MBL2 genotype frequencies were similar in polyarthritis and oligoarthritis patients as compared with control individuals. MBL plasma concentrations were associated with the high, medium and low MBL genotype expression groups (P < 0.01). In polyarthritis patients, the presence of low-expressing (deficient) MBL2 genotypes was associated with early age at onset of disease (P = 0.03). In oligoarthritis patients, patients with low-expressing MBL2 genotypes were more often in remission (81%) than patients in the medium (54%) and high (56%) genotype groups (P = 0.02).
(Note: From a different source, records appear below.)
Issue #37, opened 2025-04-07
Add cancellation support


jakemac53:
https://spec.modelcontextprotocol.io/specification/2024-11-05/basic/utilities/cancellation/

PR #678, opened 2026-09-15
keep a cancelled request off the wire

Yusufihsangorgel:
A `notifications/cancelled` for a request in flight here takes it off the wire. Its response, its progress and its handler's notifications all stop. Handlers run to the end, since stopping early is a SHOULD. A handler that wants to return early reads `MCPBase.captureIncomingRequestActivity`. Every valid notification reaches `MCPBase.cancellations` for a subclass to log.

A cancelled `subscriptions/listen` ends its subscription and releases the resource updates it armed. Both roles bound retained cancellations with `maxRetainedCancellations`. Passing it ends the connection instead of dropping a cancellation, and the progress tokens it also bounds forget their oldest.

Part of #37. A follow-up carries the listen half.


pkgs/dart_mcp/lib/src/shared.dart
```diff
@@ -135,19 +256,217 @@ base class MCPBase {
...
+    final params = message[Keys.params];
+    if (params is! Map<String, Object?>) return;
+    final meta = params[Keys.meta];
+    if (meta is! Map<String, Object?>) return;
+    final token = MetaWithProgressToken.fromMap(meta).progressToken;
+    if (token == null) return;
+    if (_unownedProgressTokens.length >= _maxRetainedCancellations) {
+      _unownedProgressTokens.remove(_unownedProgressTokens.first);
+    }
+    _unownedProgressTokens.add(token);
```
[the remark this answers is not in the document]
Yusufihsangorgel: Right, zero made `first` read an empty set. In 5e5ab578 both sites go through one `_disownToken`, which inserts the token and then trims while the set is over the bound, so a zero bound ends up empty again. The new test `a zero token bound retains nothing and stays up` fails without that trim.

pkgs/dart_mcp/lib/src/shared.dart
```diff
@@ -135,19 +256,217 @@ base class MCPBase {
...
+                }
+                if (_cancelledRequests.remove(id)) {
+                  if (token != null) {
+                    if (_unownedProgressTokens.length >=
+                        _maxRetainedCancellations) {
+                      _unownedProgressTokens.remove(
+                        _unownedProgressTokens.first,
+                      );
+                    }
+                    _unownedProgressTokens.add(token);
```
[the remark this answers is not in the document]
Yusufihsangorgel: This path calls the same `_disownToken` in 5e5ab578, so the trim runs after the insert here too and a zero bound holds nothing. One helper instead of two guards keeps the two sites from drifting apart later.

pkgs/dart_mcp/lib/src/server/resources_support.dart
```diff
@@ -246,31 +249,69 @@ base mixin ResourcesSupport on MCPServer {
...
 
   /// Called whenever the list of resources changes, it is the job of the client
   /// to then ask again for the list of tools.
   void _notifyResourceListChanged() => _resourceListChangedController.add(null);
 }
+
+/// A single throttled wire subscription and every protocol owner of it.
+final class _ResourceUpdateSubscription {
+  final controller = StreamController<ResourceUpdatedNotification>();
+  final modernOwners = <Object, bool Function()>{};
```
jakemac53, line 321: Lets document the key/value here.

pkgs/dart_mcp/lib/src/server/server.dart
```diff
@@ -145,11 +145,16 @@ abstract base class MCPServer extends MCPBase {
...
+  /// Serves MCP on [channel].
+  ///
+  /// [maxRetainedCancellations] caps how many client cancellations wait here
+  /// for an answer.
   MCPServer.fromStreamChannel(
     super.channel, {
     required this.implementation,
     this.instructions,
     super.protocolLogSink,
+    super.maxRetainedCancellations,
```
jakemac53: I am not convinced we should be bounding this - no requests should go unanswered, and if they are then we will anyways have other memory leaks for sure.

Or am I misunderstanding the model?

pkgs/dart_mcp/lib/src/server/subscriptions_support.dart
```diff
@@ -187,6 +204,12 @@ base mixin SubscriptionsSupport on MCPServer {
       );
     } finally {
       _subscriptions.remove(subscriptionId);
+      if (this case final ResourcesSupport resources) {
+        await [
+          for (final uri in resourceUris)
```
jakemac53, line 209: Can we do something more efficient here, only iterating over the subscribed resources etc?

pkgs/dart_mcp/lib/src/shared.dart
```diff
@@ -37,6 +39,74 @@ base class MCPBase {
...
+  /// Every request the peer has sent that this side has not answered yet, by
+  /// JSON-RPC ID.
+  ///
+  /// An entry goes in when the request arrives and comes out when its response
+  /// leaves, so this holds exactly the requests a cancellation may still refer
+  /// to.
+  final _inFlightRequests = <Object, _IncomingRequest>{};
+
+  /// The IDs in [_inFlightRequests] the peer has cancelled.
+  final _cancelledRequests = <Object>{};
```
jakemac53: It might be safer/better to use an expando for this, on the request? Then we don't have to worry so much about cleaning it up, it will disappear with the request object.

jakemac53: nit: lets call this `_cancelledRequestIds` (its the IDs, not the requests themselves).

Or, possibly just put an expando on the incoming requests, (a boolean for if its cancelled or not), and this way it would get cleaned up automatically so less chance for leaks.

pkgs/dart_mcp/lib/src/server/resources_support.dart
Yusufihsangorgel: Documented in afbfc1ba. A key is the subscription ID that its `subscriptions/listen` request was acknowledged under, and its value answers whether that request is still uncancelled. An update goes out once any owner answers `true`.

pkgs/dart_mcp/lib/src/shared.dart
```diff
@@ -37,6 +39,74 @@ base class MCPBase {
...
+
+  /// The active request ID for each progress token.
+  final _requestsByProgressToken = <ProgressToken, Object>{};
+
+  /// Progress tokens of cancelled requests this side has already answered.
```
jakemac53: Can you "explain like I am 5" this comment, I don't really understand why we would care about unowned progress tokens

pkgs/dart_mcp/lib/src/server/subscriptions_support.dart
```diff
@@ -43,6 +46,18 @@ base mixin SubscriptionsSupport on MCPServer {
...
+      // A cancellation for a listen request ends that subscription. Without
+      // this the handler waits until shutdown, its response never leaves, and
+      // the connection keeps the cancellation retained for a request that is
+      // never answered.
+      _cancellationSubscription = cancellations.listen((notification) {
+        final id = notification.requestId;
+        if (id == null) return;
+        final subscription = _subscriptions[id];
+        if (subscription != null && !subscription.isCompleted) {
+          subscription.complete();
```
jakemac53, line 58: Should this remove it from _subscriptions as well?

pkgs/dart_mcp/lib/src/shared.dart
```diff
@@ -135,19 +256,227 @@ base class MCPBase {
...
+  /// cancellation is reported, including one for an ID this side never saw or
+  /// has already answered, because the ID may name a request this side sent.
+  /// Only an ID that is in flight here is retained. Unknown and completed IDs
+  /// produce no error response and do not change what goes on the wire.
+  void _handleCancelled(CancelledNotification notification) {
+    // A JSON-RPC ID is a `String` or a number, so anything else cannot name a
+    // request. `RequestId` is an extension type on `Object`, so the value has
+    // to be tested instead of cast.
+    final Object? id = notification.requestId;
+    if (id == null || (id is! String && id is! num)) return;
```
jakemac53: It feels like this should at least get logged somewhere? At least the invalid IDs (but maybe not null ones).

pkgs/dart_mcp/lib/src/shared.dart
```diff
@@ -135,19 +256,227 @@ base class MCPBase {
...
+  }
+
+  /// Retains [token] as unowned, never holding more than the bound allows.
+  ///
+  /// Trimming after the insert keeps the bound exact at every value, zero
+  /// included, where the set ends up empty again and the next progress
+  /// notification for [token] reaches the peer.
+  void _disownToken(ProgressToken token) {
+    _unownedProgressTokens.add(token);
+    while (_unownedProgressTokens.length > _maxRetainedCancellations) {
```
jakemac53: Bounding this is similarly concerning to me here, what is the exact situation where we need to bound it? Partially I don't understand how it could be unowned at all, so I don't know how to judge if this is a necessary thing or not.

jakemac53 (commented):
Left a few comments to address/respond to, haven't fully finished though

pkgs/dart_mcp/lib/src/server/server.dart
Yusufihsangorgel: Removed in bcc591d3. You read it right. An entry went in only for a request already in flight and came out with its response, making that set a subset of the unanswered requests. Bounding it protected nothing the unanswered requests do not already show.

pkgs/dart_mcp/lib/src/server/subscriptions_support.dart
Yusufihsangorgel: This iterates the accepted `resourceSubscriptions` for one subscription, not every resource the server serves, and `_stopUpdatesFor` is a map lookup per URI. A subscription with no resource filter iterates nothing at all. Unchanged in bcc591d3.

pkgs/dart_mcp/lib/src/shared.dart
Yusufihsangorgel: Gone entirely in bcc591d3. A `_IncomingRequest` already carries a cancelled flag and lives exactly as long as its request. An expando would add cleanup this already has.

pkgs/dart_mcp/lib/src/shared.dart
Yusufihsangorgel: Rewritten in bcc591d3. A token lands there by one route. A peer cancels a request, the handler answers anyway, and dropping that response takes both the request and its token out of the maps. Progress sent afterwards has nothing left to recognise it as cancelled.

pkgs/dart_mcp/lib/src/server/subscriptions_support.dart
Yusufihsangorgel: Its `finally` does. Completing here wakes the handler waiting on that completer, and the handler drops its subscription entry before the response leaves. Unchanged in bcc591d3.

pkgs/dart_mcp/lib/src/shared.dart
Yusufihsangorgel: Added in bcc591d3, on the protocol log under a `!!!` prefix alongside `<<<` and `>>>`. A cancellation with no `requestId` stays silent, as you suggested.

pkgs/dart_mcp/lib/src/shared.dart
Yusufihsangorgel: Kept, with the route documented in bcc591d3. A token is unowned once its request is gone. Dropping the response took its ID out of the in-flight map. Nothing arrives later to clean the token up. The bound covers only tokens now, under the name `maxRetainedTokens`.

pkgs/dart_mcp/lib/src/server/resources_support.dart
```diff
@@ -246,31 +249,76 @@ base mixin ResourcesSupport on MCPServer {
...
-                    ResourceUpdatedNotification.methodName,
-                    notification,
-                  );
-                }),
+      () => runOutsideRequest(() {
+        final subscription = _ResourceUpdateSubscription();
+        subscription.controller.stream
+            .throttle(resourceUpdateThrottleDelay, trailing: true)
+            .listen((notification) {
+              if (!subscription.hasLegacyOwner &&
```
jakemac53: Lets put this behind a `hasListeners` or `isActive` getter on `_ResourceUpdateSubscription`, I think its better to encapsulate this logic there

pkgs/dart_mcp/lib/src/server/resources_support.dart
```diff
@@ -246,31 +249,76 @@ base mixin ResourcesSupport on MCPServer {
...
+              sendNotification(
+                ResourceUpdatedNotification.methodName,
+                notification,
+              );
+            });
+        return subscription;
+      }),
     );
+    if (subscriptionId == null) {
+      subscription.hasLegacyOwner = true;
```
jakemac53, line 274: Probably worth a comment, that the legacy protocol has no subscription ids

pkgs/dart_mcp/lib/src/server/resources_support.dart
```diff
@@ -246,31 +249,76 @@ base mixin ResourcesSupport on MCPServer {
...
+    if (subscriptionId == null) {
+      subscription.hasLegacyOwner = false;
+    } else {
+      subscription.modernOwners.remove(subscriptionId);
+    }
+    if (subscription.hasLegacyOwner || subscription.modernOwners.isNotEmpty) {
+      return;
+    }
+    _subscribedResources.remove(uri);
+    await subscription.controller.close();
```
jakemac53, line 286: I think most of this should also move to a method on _ResourceSubscription, so that it looks something like this here:

```suggestion
    if (subscription == null) return;
    // This function would return `true` if the subscription is now dead (has no listeners)
    if (subscription.stopUpdates(subscriptionId)) {
      _subscribedResources.remove(uri);
    }
```

pkgs/dart_mcp/lib/src/shared.dart
```diff
@@ -135,19 +261,225 @@ base class MCPBase {
...
+  ///
+  /// A token this connection never tracked is not one it can call cancelled.
+  /// The request-scoped dispatcher builds a server per message, so a progress
+  /// token can reach the sink on a connection that never saw the request it
+  /// belongs to, and dropping it there would take a notification the peer is
+  /// still waiting for.
+  bool _progressWasCancelled(ProgressToken token) {
+    if (_unownedProgressTokens.contains(token)) return true;
+    final id = _requestsByProgressToken[token];
+    if (id == null) return false;
```
jakemac53: This case seems to be the whole reason for tracking `_unownedProgressTokens` - is there any reason we can't treat any unknown token as cancelled (just return true here), and drop `_unownedProgressTokens` entirely?

I still don't understand the actual flow that would cause this, and how returning false in this branch improves things.

pkgs/dart_mcp/lib/src/server/resources_support.dart
Yusufihsangorgel: f176ef6b adds `hasListeners` on `_ResourceUpdateSubscription`, and the throttled listener now checks only that.

pkgs/dart_mcp/lib/src/server/resources_support.dart
Yusufihsangorgel: In f176ef6b, `stopUpdates` returns whether no owner is still registered. It counts registered owners instead of checking `!hasListeners`, since a cancelled listen request that is not removed yet still holds the subscription open. 916d79d4 adds a test for that case, and `controller.close()` stays at the call site.

pkgs/dart_mcp/lib/src/server/resources_support.dart
Yusufihsangorgel: Added in f176ef6b, both at that line and on `stopUpdates`.

pkgs/dart_mcp/lib/src/shared.dart
Yusufihsangorgel: No good reason. 916d79d4 treats an unknown token as cancelled and removes `_unownedProgressTokens` along with its constructor parameter. My earlier explanation relied on the spec letting a peer ignore such progress, while the [progress page](https://modelcontextprotocol.io/specification/2026-07-28/basic/patterns/progress) says progress notifications "MUST only reference tokens that" were provided in an active request.

jakemac53 (approved):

The remaining clinical and laboratory variables, such as arthritis severity index, presence of radiographic erosions and antinuclear antibody positivity, were not associated with MBL2 genotypes.


Genetically determined MBL deficiency does not increase susceptibility to JRA, but MBL deficiency is associated with a younger age at onset of juvenile polyarthritis. On the other hand, MBL-deficient children with juvenile oligoarthritis are more often in remission. Therefore, MBL appears to play a dual role in JRA.